Rightsizing its portfolio
Encana has more resource potential that it can effectively develop. The opportunity here is that its new CEO can extract a lot of value for investors by divesting parts of its portfolio. By exiting some lower return plays the company can bring in capital that could be used to develop its higher return plays like the Duvernay.
For example, this year Encana invested in more than 17 different resources plays. Most of its peers just invested in three or four main plays, with at least one play receiving at a quarter of the total capital budget. By focusing on the best plays, Encana will earn even better returns on the capital it employs in those plays. This is because it will have even greater advantages of scale. This is just one example of why slimming down is such a great opportunity.

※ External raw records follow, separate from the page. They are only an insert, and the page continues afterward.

PR #2577, opened 2025-07-31
Adds new tab ID properties to `TabsComponent`.

JayShortway:
## Description
Adds the `tab_id`, `id` and `default_tab_id` properties to the `TabsComponent` model where necessary. These new properties are not used yet. This makes the same changes to the JSON models as these iOS PRs: 
- https://github.com/RevenueCat/purchases-ios/pull/5209
- https://github.com/RevenueCat/purchases-ios/pull/5430


tonidero (approved):
:shipit:

tonidero:
Looks like we need to fix paywall tester

purchases/src/main/kotlin/com/revenuecat/purchases/paywalls/components/TabsComponent.kt
```diff
@@ -25,6 +25,8 @@ class TabControlButtonComponent(
     @get:JvmSynthetic
     @SerialName("tab_index")
     val tabIndex: Int,
+    @SerialName("tab_id")
+    val tabId: String,
```
JayShortway, line 31: @joshdholtz Just checking, is it correct that this property will always exist in the response?

purchases/src/main/kotlin/com/revenuecat/purchases/paywalls/components/TabsComponent.kt
```diff
@@ -85,12 +87,17 @@ class TabsComponent(
...
+    val defaultTabId: String? = null,
+    @get:JvmSynthetic
     val overrides: List<ComponentOverride<PartialTabsComponent>> = emptyList(),
 ) : PaywallComponent {
     @InternalRevenueCatAPI
     @Poko
     @Serializable
     class Tab(
+        @get:JvmSynthetic
+        val id: String,
```
JayShortway, line 104: @joshdholtz Same question here, is it correct that this property will always exist in the response?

Encana has the opportunity to really get back to delivering high rates of returns for its investors. It has tremendous optionality as natural gas prices rebound. It has a great position in one of Canada’s emerging liquids rich shale plays. Finally, the company has the potential to become so much better at delivering for investors by refocusing on only its best assets. The opportunities are there, now Encana just needs to seize them.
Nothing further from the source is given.